Input material:
PR #21, opened 2018-01-14
remove dynamic requirement fixes #20

### LINKED ISSUE #20: Remove dynamic requirements
I use webpack on the server side. ES 6 expects static imports and emits the following warnings. In general, I believe it is bad practice to include dynamic requirements in a module - even while a dynamic import is being considered in ES.

I have replaced my project path with '/path/to/project' in the traces below:
```
WARNING in /path/to/project/index.js
47:15-60 Critical dependency: the request of a dependency is an expression
 @ ./node_modules/fastify-swagger/index.js
 @ ./es6/lib/app/index.js
 @ ./es6/index.js
```
I'll send a PR for this.

scriptjs:


scriptjs:
You can't build a path dynamically so removing the package.json make your title explicit which it should be in any case.

delvedor:
I'd like to leave the default title to the `package.json` title property.
You can accomplish the same result if you use `JSON.parse(fs.readFileSync(path.resolve(...)))` inside a try catch block.

index.js
```diff
@@ -45,7 +44,7 @@ function fastifySwagger (fastify, opts, next) {
     } else {
       swaggerObject.info = {
         version: '1.0.0',
-        title: require(path.join(__dirname, 'package.json')).name || ''
+        title: ''
```
mcollina: can you use fs.readFileSync to read this?

scriptjs: Yup, that's an alternative, I update

scriptjs:
Added tests for case where no info object is provided.

scriptjs:
Reverted tests but added sensible tests for title and version in info object as well as test for default swagger version.

scriptjs:
Are we all good here?

mcollina:
Yes!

What you will do: Give the entries once more, exactly as they appear.

The answer:
PR #21, opened 2018-01-14
remove dynamic requirement fixes #20

### LINKED ISSUE #20: Remove dynamic requirements
I use webpack on the server side. ES 6 expects static imports and emits the following warnings. In general, I believe it is bad practice to include dynamic requirements in a module - even while a dynamic import is being considered in ES.

I have replaced my project path with '/path/to/project' in the traces below:
```
WARNING in /path/to/project/index.js
47:15-60 Critical dependency: the request of a dependency is an expression
 @ ./node_modules/fastify-swagger/index.js
 @ ./es6/lib/app/index.js
 @ ./es6/index.js
```
I'll send a PR for this.

scriptjs:


scriptjs:
You can't build a path dynamically so removing the package.json make your title explicit which it should be in any case.

delvedor:
I'd like to leave the default title to the `package.json` title property.
You can accomplish the same result if you use `JSON.parse(fs.readFileSync(path.resolve(...)))` inside a try catch block.

index.js
```diff
@@ -45,7 +44,7 @@ function fastifySwagger (fastify, opts, next) {
     } else {
       swaggerObject.info = {
         version: '1.0.0',
-        title: require(path.join(__dirname, 'package.json')).name || ''
+        title: ''
```
mcollina: can you use fs.readFileSync to read this?

scriptjs: Yup, that's an alternative, I update

scriptjs:
Added tests for case where no info object is provided.

scriptjs:
Reverted tests but added sensible tests for title and version in info object as well as test for default swagger version.

scriptjs:
Are we all good here?

mcollina:
Yes!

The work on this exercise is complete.